A hash collision occurs when two different pieces of data have an identical checksum, i.e. when each distinct piece of data is mathematically equivalent in profile – an infrequent scenario that can be exploited, in this case, to create command signifiers from apparently innocent text content.

The bots search for these pre-programmed hashes in the social media output of accounts that it has been able to identify as C&C servers based on the recognized avatar icons. Since the tweets generated by the C&C commander will have some contextual relevancy to the target topic stream, they are difficult to identify as anomalies, concealing the intent of the posts.

Though the augmented text data may not be grammatically correct, the grammatical inconsistency of posts on Twitter (and other social media networks) effectively hides these 'glitches' in comprehensibility.
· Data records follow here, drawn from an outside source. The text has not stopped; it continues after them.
PR #80, opened 2020-05-20
WIP: New robot hardware interface design

destogl:
Moved `ros2_control_core` from demo repository.

This is related to:
ros-controls/ros2_control_demos#6
ros-controls/ros2_control_demos#7


destogl:
Puh, many lines of code.... sorry for that guys, this thing is getting very, very complex... 
We should probably simplify some parts to get a minimal version working.

If possible just look at the main idea and it would be great to discuss it in WG meeting. The code is designed according to the design document in the roadmap.

@bmagyar @Karsten1987

Karsten1987:
Another thing I've just noticed:

In the context of ROS2, we have to be a bit more careful about choosing how many nodes we'd 
like to set up. I've seen that you propagate the node interfaces (such as parameters, services, etc.) through the components. 
While that works, I'd recommend to develop the components as much as possible in a ROS agnostic way. The `configure` function to that respect could just directly get all needed parameters extracted from the parameter interface on the caller side. That way, all ROS related things can be handled within the hardware interface or whatever instantiates the components.

destogl:
@Karsten1987 thank you for your comments. This is exactly I was hoping for :)

I will use the time until the next meeting to hopefully implement the first functional version.

For the ROS agnostic part... I am not sure how to implement this completely. The parameters are not a problem, especially if we are allowed to use undeclared parameters. The issue I see is with logging functions. The logger should be available from all components.

destogl:
Closed in favor of #101

PR #884, opened 2023-01-03
deactivate hardware from read/write return value

fmauch:
This PR aims at adding the possibility to trigger transitions between `active` and `inactive` for writing interfaces only. I discussed this with @destogl and this is my first implementation that should help further explain my intention.

The basic idea is that many hardware controllers require some form of activation or interpreter code running on the hardware controller in order to control the hardware. However, streaming data from the robot does not necessarily require such interpreter script to be running. For example, in the UR driver we read data from the robot as soon as a connection to the robot is established. We can read joint data, wrench sensor information and IO status. However, when the interpreter code is not running on the robot, we cannot control the robot. I think there are many hardware components that allow reading some sort of information when the hardware is not completely running (and be it only the fact that the hardware itself is not in a `running` state).

To mitigate this, we have a small helper node that we call "controller stopper" that reads status information from the robot, whether the interpreter code is running and takes down controllers accordingly. It basically listens to a boolean topic and stops all controllers instead of a set of preconfigured controllers when receiving a `false` message. On a `true` message it restarts the previously stopped controllers. This has the following benefits:

- When the interpreting program on the robot gets stopped, the JTC gets stopped and therefore the trajectory gets aborted this does 
  - give the user feedback about the trajectory not being executed successfully
  - prevent the JTC from further interpolating and therefore leading to infeasible jumps / very fast motions once control is re-enabled
- While the robot is not ready to receive control commands, trajectories sent to the driver will get rejected (basically adding the same benefits as with the last point)

Obviously, this is a rather simple method to achieve that goal which has the culprit that nothing stops users from starting controllers manually while robot control is not active...

(The above paragraph is copied from my [corresponding post](https://github.com/ros-controls/ros_control/issues/510) in ROS1 `ros_control` regarding the controller_stopper).

We think that it would be beneficial to handle that using lifecycle transitions inside the hardware interface than this method. Currently, we can set the hardware back to the `inactive` state as a whole, also deactivating all reading interfaces. With this PR I added a third return type to the `read` and `write` functions that triggers deactivating all writing interfaces while leaving the reading interfaces untouched. Controllers currently are not aware of this switch and stay active, but that would probably be a followup task (though this would need to be synchronized when / if ever this gets merged.)

I tested this together with a modified `ur_robot_driver` which can be found [here](https://github.com/fmauch/Universal_Robots_ROS2_Driver/tree/deactivate_hw).

I am aware that this PR is not yet in a fine state, hence the draft status. But I wanted to raise the discussion, anyway. Do you consider this an edge case for UR not relevant for other hardware components? Does this make sense from a logical point of view? Would there be any conceptual comments?


bmagyar:
@VX792 could you please give this a review from the KUKA use-case perspective?

VX792:
I think something like this would be useful for the (unofficial) KUKA RoX driver too. We're also using a blocking read for our system component, and the problem was that whenever the component got deactivated when a read or write call returned with `return_type::ERROR`, the framework used up all available CPU power. That's because we had no active components, and the control loop didn't use sleeps, since the controller manager's update rate was bypassed. 

This is a bit different from your original issue, since the equivalent of your interpreter code is running constantly on the robot. At the worst case, commands coming through the ros2 driver are ignored, but the internal service is still active.

Still, the above problem was solved in a really hacky way, and if a simple hw lifecycle change allows us to receive the latest state values from the robot without sending out any commands then I'm all for it!

fmauch:
I've revisited this also with a discussion I had with @destogl last week. I think this is in a state, where I'd like to discuss some things here. I've re-structured the PR such that the individual commits explain the points I'd like to discuss best.

* In d2b0d8fe99052337ae2cf788fb647c636f873c5b I've added a third return type for `read`/`write` that would cause a transition of the respective component to `INACTIVE`. However, this doesn't set the hardware interfaces belonging to this to `unavailable` hence nothing seems to be happening, which seems confusing. If some hardware would go back to `INACTIVE`, I'd expect that all the interfaces (or at least the "movement"-interfaces as stated in the [docs](https://github.com/ros-controls/ros2_control/blob/5065d0c22faa021aadceea3c42407a9b9e724eb7/hardware_interface/include/hardware_interface/system_interface.hpp#L52-L56) would become unavailable and all the controllers claiming those will become inactive. However, none of this happens.
* To address this, I explicitly set commanding controllers (since the concept of a "movement" interface seems not to be fully implemented) to unavailable when this happens in a385eebfa66e8266542062b533db4c450ee90d59. This also involves not making command interfaces available on startup (which seems to be intended, but not implemented).
* This obviously would be a major change in how things are handled inside ros2_control and requires adapting a lot of tests. This is not fully done, yet, as I'd first like to clarify the way forward.

The main discussion points I see are the following:

* @destogl as far as I understood our discussion from last week, you'd like to restrict this PR basically to its current first commit. As far as I see this, this doesn't really gain much benefit as explained earlier, but maybe I am missing something.
* To make this change fully functional it would probably be good to implement the concept of a "Hardware interfaces for movement" or more general: hardware interface only available in `ACTIVE`.
* One question raised from the changes: Should the "in `ACTIVE` only interfaces be set to available once the hardware is ready again? I've implemented a [small example](https://github.com/fmauch/ros2_control_demos/blob/deactivate_hw/example_10/hardware/rrbot.cpp) using this feature, which works with setting the interfaces to `unavailable` and `available` automatically. I use a time-based approach for implementation reasons, as otherwise I would have to inject a service into the `SystemInterface` object.
* Am I missing something regarding the hw_component_inactive->controller_inactive chain? With the aforementioned example my hw interfaces happily change between `available/claimed` and `unavailable/unclaimed` (given that I have compiled in the automatic re-activation) while the controller keeps staying `active` all the time and sends commands to the hardware interface. 
* How should we proceed with this? Should we keep this small (and maybe useless as a standalone change) and progress from there?

destogl:
> @destogl as far as I understood our discussion from last week, you'd like to restrict this PR basically to its current first commit. As far as I see this, this doesn't really gain much benefit as explained earlier, but maybe I am missing something.

Yes, I see here multiple PR that can be added after each other. Just for simpler traceability and review. You can have a big PR implementing everything, but we merge it once featured by one.

NOTE: The points 1 and 2 can be done independently.

1. Add READ_ONLY from read or write (does this make sense to return only from `write` since we can always read?)
2. Add a new flag in the parser for the command interfaces that should be available in `inactive` state. So, per default everything is only available when active, but we need an additional flag to make it **writable** in inactive. Here also add a deprecation notice for this behavior (maybe we should also add this deprecation already into `humble` too.)
3. Change logic when command interfaces have to be set to `available`  depending on the parsed flag.
4. Add automatic **deactivation** of controller when interface gets unavailable (should be implemented already). We don't do automatic activation – this is too much application dependent and cannot be generalized.


> To make this change fully functional it would probably be good to implement the concept of a "Hardware interfaces for movement" or more general: hardware interface only available in ACTIVE.

yes. As described above.


>  Should the "in ACTIVE only interfaces be set to available once the hardware is ready again?

Yes, if (command) interfaces don't have flag "available when inactive" set then they should be only available when hardware is in active state.

> Am I missing something regarding the hw_component_inactive->controller_inactive chain? With the aforementioned example my hw interfaces happily change between available/claimed and unavailable/unclaimed (given that I have compiled in the automatic re-activation) while the controller keeps staying active all the time and sends commands to the hardware interface.

There might be a bug. The controller should be deactivated. I know I was implementing this, but maybe missed something...

> How should we proceed with this? Should we keep this small (and maybe useless as a standalone change) and progress from there?

I would go with the 4 PR as proposed above. You can create a big one first will full functionality and then slice it into smaller chunks for faster review and merging. So we are also sure that everything is well tested.

MarqRazz:
Before we consider this PR can we please include some documentation of the state transitions the `controller_manager` and `controllers` would go through before and after this change? We have a really nice diagram for the `hardware_interface` but how they are managed from above is a little bit of a black box to me.
image

Here is a proposal I am working on for [Faults and Hardware Status](https://docs.google.com/presentation/d/1rgxwsNiNlTIaVrAV20ZQQMJTylHi9SxjnChd6oCg4IA/edit?usp=sharing) that I would appreciate any input you might have because it very much fits into this use case.

fmauch:
I've finally finished this (rather small) PR from my point of view.

This now

* can return `DEACTIVATED` (as discussed in the last WG meeting) from components, with directly deactivates the hardware
* has tests in the `hardware_interface` to simulate this

I didn't change any documentation so far and I didn't add tests inside the `controller_manager` package. If any of this is desired, please let me know

hardware_interface/test/test_resource_manager.cpp
```diff
@@ -1538,6 +1539,116 @@ class ResourceManagerTestReadWriteError : public ResourceManagerTest
...
+      lifecycle_msgs::msg::State::PRIMARY_STATE_ACTIVE,
+      hardware_interface::lifecycle_state_names::ACTIVE);
+
+    // deactivate for TEST_ACTUATOR_HARDWARE_NAME
+    claimed_itfs[0].set_value(deactivate_value);
+    claimed_itfs[1].set_value(deactivate_value - 10.0);
+    {
+      auto [ok, failed_hardware_names] = method_that_deactivates(time, duration);
+      EXPECT_TRUE(ok);
+      EXPECT_TRUE(failed_hardware_names.empty());
```
destogl, line 1556: Here just a comment for later - when we want controllers to follow, we will have to fill this filed, or add another logic for controllers to stop.

hardware_interface/test/test_resource_manager.cpp
```diff
@@ -1538,6 +1539,116 @@ class ResourceManagerTestReadWriteError : public ResourceManagerTest
...
+      auto status_map = rm->get_components_status();
+      EXPECT_EQ(
+        status_map[TEST_ACTUATOR_HARDWARE_NAME].state.id(),
+        lifecycle_msgs::msg::State::PRIMARY_STATE_INACTIVE);
+      EXPECT_EQ(
+        status_map[TEST_SYSTEM_HARDWARE_NAME].state.id(),
+        lifecycle_msgs::msg::State::PRIMARY_STATE_ACTIVE);
+      check_if_interface_available(true, true);
+
+      rm->set_component_state(TEST_ACTUATOR_HARDWARE_NAME, state_active);
```
destogl, line 1566:
```suggestion
      // reactivate
      rm->set_component_state(TEST_ACTUATOR_HARDWARE_NAME, state_active);
```

hardware_interface/test/test_resource_manager.cpp
```diff
@@ -1538,6 +1539,116 @@ class ResourceManagerTestReadWriteError : public ResourceManagerTest
...
+      EXPECT_TRUE(ok);
+      EXPECT_TRUE(failed_hardware_names.empty());
+      check_if_interface_available(true, true);
+    }
+
+    // deactivate for TEST_SYSTEM_HARDWARE_NAME
+    claimed_itfs[0].set_value(deactivate_value - 10.0);
+    claimed_itfs[1].set_value(deactivate_value);
+    {
+      auto [ok, failed_hardware_names] = method_that_deactivates(time, duration);
```
destogl, line 1588:
```suggestion
      // deactivate on flag
      auto [ok, failed_hardware_names] = method_that_deactivates(time, duration);
```

hardware_interface/test/test_resource_manager.cpp
```diff
@@ -1538,6 +1539,116 @@ class ResourceManagerTestReadWriteError : public ResourceManagerTest
...
+      EXPECT_TRUE(failed_hardware_names.empty());
+      auto status_map = rm->get_components_status();
+      EXPECT_EQ(
+        status_map[TEST_ACTUATOR_HARDWARE_NAME].state.id(),
+        lifecycle_msgs::msg::State::PRIMARY_STATE_ACTIVE);
+      EXPECT_EQ(
+        status_map[TEST_SYSTEM_HARDWARE_NAME].state.id(),
+        lifecycle_msgs::msg::State::PRIMARY_STATE_INACTIVE);
+      check_if_interface_available(true, true);
+      rm->set_component_state(TEST_SYSTEM_HARDWARE_NAME, state_active);
```
destogl, line 1599:
```suggestion
      // re-activate
      rm->set_component_state(TEST_SYSTEM_HARDWARE_NAME, state_active);
```

hardware_interface/test/test_resource_manager.cpp
```diff
@@ -1538,6 +1539,116 @@ class ResourceManagerTestReadWriteError : public ResourceManagerTest
...
+      EXPECT_TRUE(failed_hardware_names.empty());
+      auto status_map = rm->get_components_status();
+      EXPECT_EQ(
+        status_map[TEST_ACTUATOR_HARDWARE_NAME].state.id(),
+        lifecycle_msgs::msg::State::PRIMARY_STATE_INACTIVE);
+      EXPECT_EQ(
+        status_map[TEST_SYSTEM_HARDWARE_NAME].state.id(),
+        lifecycle_msgs::msg::State::PRIMARY_STATE_INACTIVE);
+      check_if_interface_available(true, true);
+      rm->set_component_state(TEST_ACTUATOR_HARDWARE_NAME, state_active);
```
destogl, line 1632:
```suggestion
      // re-activate
      rm->set_component_state(TEST_ACTUATOR_HARDWARE_NAME, state_active);
```

hardware_interface/test/test_resource_manager.cpp
```diff
@@ -1538,6 +1539,116 @@ class ResourceManagerTestReadWriteError : public ResourceManagerTest
...
+      EXPECT_TRUE(ok);
+      EXPECT_TRUE(failed_hardware_names.empty());
+      check_if_interface_available(true, true);
+    }
+
+    // deactivate both, TEST_ACTUATOR_HARDWARE_NAME and TEST_SYSTEM_HARDWARE_NAME
+    claimed_itfs[0].set_value(deactivate_value);
+    claimed_itfs[1].set_value(deactivate_value);
+    {
+      auto [ok, failed_hardware_names] = method_that_deactivates(time, duration);
```
destogl, line 1621:
```suggestion
      // deactivate on flag
      auto [ok, failed_hardware_names] = method_that_deactivates(time, duration);
```

hardware_interface/test/test_resource_manager.cpp
```diff
@@ -1569,7 +1679,20 @@ TEST_F(ResourceManagerTestReadWriteError, handle_error_on_hardware_write)
...
+TEST_F(ResourceManagerTestReadWriteError, handle_deactivate_on_hardware_write)
+{
+  setup_resource_manager_and_do_initial_checks();
+
+  using namespace std::placeholders;
+  // check write methods failures
+  check_read_or_write_deactivate(
+    std::bind(&TestableResourceManager::write, rm, _1, _2),
+    std::bind(&TestableResourceManager::read, rm, _1, _2),
+    hardware_interface::test_constants::WRITE_DEACTIVATE_VALUE);
```
destogl, line 1695: Aren't you here missing testing failures on `read`?

```suggestion
  check_read_or_write_deactivate(
    std::bind(&TestableResourceManager::write, rm, _1, _2),
    std::bind(&TestableResourceManager::read, rm, _1, _2),
    hardware_interface::test_constants::WRITE_DEACTIVATE_VALUE);
  check_read_or_write_deactivate(
    std::bind(&TestableResourceManager::read, rm, _1, _2),
    std::bind(&TestableResourceManager::write, rm, _1, _2),
    hardware_interface::test_constants::READ_DEACTIVATE_VALUE);
```

destogl (changes requested):
There are a few details we need to review and fix.

The major thing is the placement of the header file with error codes. Besides that, I propose to add a few comments to increase the readability of the test.

bmagyar:
ping @fmauch

fmauch:
Sorry for not being responsive ATM. I am currently on vacation struggling to find the time to do OSS development. Will do this until Tuesday!

hardware_interface/include/hardware_interface/types/test_hardware_interface_constants.hpp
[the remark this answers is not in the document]
fmauch: I basically did this, since the constants are also [used](https://github.com/ros-controls/ros2_control/blob/33e77b8d28cc5a29780b0a13f669934c564a5d8c/controller_manager/test/test_controller_manager_hardware_error_handling.cpp#L166-L167) in the `controller_manager`'s tests. To avoid duplication, `controller_manager` should be able to include this file, as well. Of course, this is also achievable in a different way, but that was the simplest way forward. Alternatives I can think of are

1. symlink the file from `controller_manager`'s test folder
1. Add another header-only library for the hardware_interface containing the respective header (similar to `mock_components`, `test_components`, etc.)
1. Add another include folder to one of the existing targets

@destogl what would you prefer? In my opinion option 2 would be the cleanest one.

hardware_interface/include/hardware_interface/types/test_hardware_interface_constants.hpp
```diff
@@ -0,0 +1,31 @@
...
+// distributed under the License is distributed on an "AS IS" BASIS,
+// WITHOUT WARRANTIES OR CONDITIONS OF ANY KIND, either express or implied.
+// See the License for the specific language governing permissions and
+// limitations under the License.
+//
+/// \author: Felix Exner <exner@fzi.de>
+
+#ifndef HARDWARE_INTERFACE__TYPES__TEST_HARDWARE_INTERFACE_CONSTANTS_HPP_
+#define HARDWARE_INTERFACE__TYPES__TEST_HARDWARE_INTERFACE_CONSTANTS_HPP_
+namespace hardware_interface
```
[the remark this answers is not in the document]
fmauch: Fine with me.

hardware_interface/test/test_resource_manager.cpp
fmauch: fixed in 9d7df03

destogl:
@mergifyio backport humble

flochre:
Hi @fmauch,

I am trying this new feature, and I was expecting my controller to not publish ros_topics after I desable them. But data are still being read from my sensors and being publish.

Is this the expected behavior?

If yes, then I misunderstood the point of the PR.

Thank you in advance.

PS: I am not sure if I should post this here or right a new issue..

Issue #888, opened 2023-01-10
[semantic_components/imu_sensor.hpp] Covariance values set to .0


flochre:
**Describe the bug**
semantic_components/imu_sensor.hpp sets covariances values to 0.0 and deletes the value coming from the IMUSensorBroadcaster (ros2_controllers) 
https://github.com/ros-controls/ros2_controllers/blob/master/imu_sensor_broadcaster/src/imu_sensor_broadcaster.cpp#L77-L86

**To Reproduce**
In order for this to work with IMUSensorBroadcaster the IMUSensorBroadcaster should be recompiled with the modified semantic_components/imu_sensor.hpp file

**Expected behavior**
The cavariances values should not be changed.

**Environment (please complete the following information):**
 - OS: Ubuntu 22.04
 - Version Humble
- Anything that may be unusual about your environment

PR #889, opened 2023-01-10
Update imu_sensor.hpp

flochre:
Covariances values should come from the IMU_Broadcaster, like the frame_id or the time

Solving issue #888  https://github.com/ros-controls/ros2_control/issues/888


bmagyar:
Right right... You mean the issue is that no matter what you add to the message before filling it using the semantic component method, it resets the covariances to zeroes no matter what you had there before?

bmagyar (approved):
I think this is ok

bmagyar:
To master please and then I will create a backport to humble

flochre:
Closing it to be replace by #893

PR #910, opened 2023-01-19
Do not use CLI calls but direct API for setting parameters.

destogl:
This PR avoids usage of CLI calls that caused issues with many controllers on some DDS implemenations (FastDDS).
The problem is checks done at the begining of CLI commands that expect that nodes are immediatelly visible.

Now spawner is using API which is generally better and also more robust.

This works great. There is only one small "issue" - `load_param_file` method does not return anything (will submit PR upstream)

### For the reference you can check here what we were using and what we are using now:

**Load parameters file**
- [CLI (old)](https://github.com/ros2/ros2cli/blob/rolling/ros2param/ros2param/verb/load.py)
- [ros2param.api (new)](https://github.com/ros2/ros2cli/blob/rolling/ros2param/ros2param/api/__init__.py#L43)

**Set parameter (controller type)**
- [CLI (old)](https://github.com/ros2/ros2cli/blob/rolling/ros2param/ros2param/verb/set.py)
- [ros2param.api (new)](https://github.com/ros2/ros2cli/blob/rolling/ros2param/ros2param/verb/set.py#L59-L78)

### DIFF
--- a/controller_manager/controller_manager/spawner.py
+++ b/controller_manager/controller_manager/spawner.py
@@ -16,7 +16,6 @@
 import argparse
 import errno
 import os
-import subprocess
 import sys
 import time
 import warnings
@@ -25,9 +24,13 @@ from controller_manager import configure_controller, list_controllers, \
     load_controller, switch_controllers, unload_controller
 
 import rclpy
+from rcl_interfaces.msg import Parameter
 from rclpy.duration import Duration
 from rclpy.node import Node
+from rclpy.parameter import get_parameter_value
 from rclpy.signals import SignalHandlerOptions
+from ros2param.api import call_set_parameters
+from ros2param.api import load_parameter_file
 
 # from https://stackoverflow.com/a/287944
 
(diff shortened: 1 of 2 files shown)


bmagyar (dismissed):
Just s quick check: none of the newly referenced libraries require a new packagexml entry right? It's all standard rclpy baggage?

destogl:
> Just s quick check: none of the newly referenced libraries require a new packagexml entry right? It's all standard rclpy baggage?

CI seems to be happy, but to be 100% sure I have added a few more deps.

destogl:
> > Just s quick check: none of the newly referenced libraries require a new packagexml entry right? It's all standard rclpy baggage?
> 
> CI seems to be happy, but to be 100% sure I have added a few more deps.

Only `rcl_interfaces` are missing. Those are added implicitly, but let's make this explicit :D

destogl:
OK, maybe is this too old for label to work. We will test in the next rebased PR.

destogl:
@mergifyio backport humble

PR #921, opened 2023-01-23
Make double parsing locale independent

henningkayser:
A recent [comment](https://github.com/ros-planning/moveit2/issues/1782#issuecomment-1385826225) in a MoveIt issue made me curious about locale-dependent bugs and runtime flakiness in general. Turns out, parsing doubles with `std::stod` is locale dependent and will silently remove decimals if the parsed text doesn't fit the configured locale. This has been found out and fixed a while ago (see https://github.com/ros/urdfdom/issues/98 for instance), but it still seems to be an issue in several packages, `ros2_control` is just a prominent one and a great example for a start. See this MoveIt issue for other examples https://github.com/ros-planning/moveit2/issues/1882.

Solution: use [https://en.cppreference.com/w/cpp/utility/from_chars](https://en.cppreference.com/w/cpp/utility/from_chars) which implements locale default "C" using dot notation.

(I just pushed https://github.com/ros-controls/ros2_control/pull/921/commits/958be1c60a826ee270752b37f4e196be45d81f59 to demonstrate the issue by making the test fail)

### DIFF
--- a/hardware_interface/src/mock_components/generic_system.cpp
+++ b/hardware_interface/src/mock_components/generic_system.cpp
@@ -30,7 +30,7 @@
 
 namespace mock_components
 {
-double parseDouble(const std::string & text)
+double parse_double(const std::string & text)
 {
   double result_value;
   const auto parse_result = std::from_chars(text.data(), text.data() + text.size(), result_value);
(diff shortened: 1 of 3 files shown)


hardware_interface/src/mock_components/generic_system.cpp
```diff
@@ -29,6 +30,18 @@
 
 namespace mock_components
 {
+double parseDouble(const std::string & text)
```
destogl, line 33: We are using "snake_case" for methods:

```suggestion
double parse_double(const std::string & text)
```

destogl (changes requested):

Though the augmented text data may not be grammatically correct, the grammatical inconsistency of posts on Twitter (and other social media networks) effectively hides these ‘glitches’ in comprehensibility.

IP addresses are conveyed by the botmaster to the bots by splitting the URL into two separate hashes with hash collision, which are identified and concatenated into a comprehensible IP address by the remote bots.

The researchers used seven virtual private servers to simulate geo-diverse locations. Target avatars were derived from 40 photos taken by mobile phones, which were then converted to vectors during training. The bots were subsequently put into position with the trained model and the vector data.

All commands in the experiment were successfully received and parsed by the virtualized bot networks, though with some redundancy of message dissemination, since the system cannot be entirely certain that each instance of a message will be received from any particular tweet.

In terms of countermeasures, the researchers note that the automated frequency of the way that ‘slave’ bots will trawl Twitter for C&C messages, and the way that the C&C server will iterate through a series of posts, could potentially represent an identifiable signature that could be addressed by new types of protective frameworks.

Furthermore, OSNs could potentially calculate the very specific visual differences which are baked into an array of C&C avatar icons, and develop methods to raise alerts based on those criteria.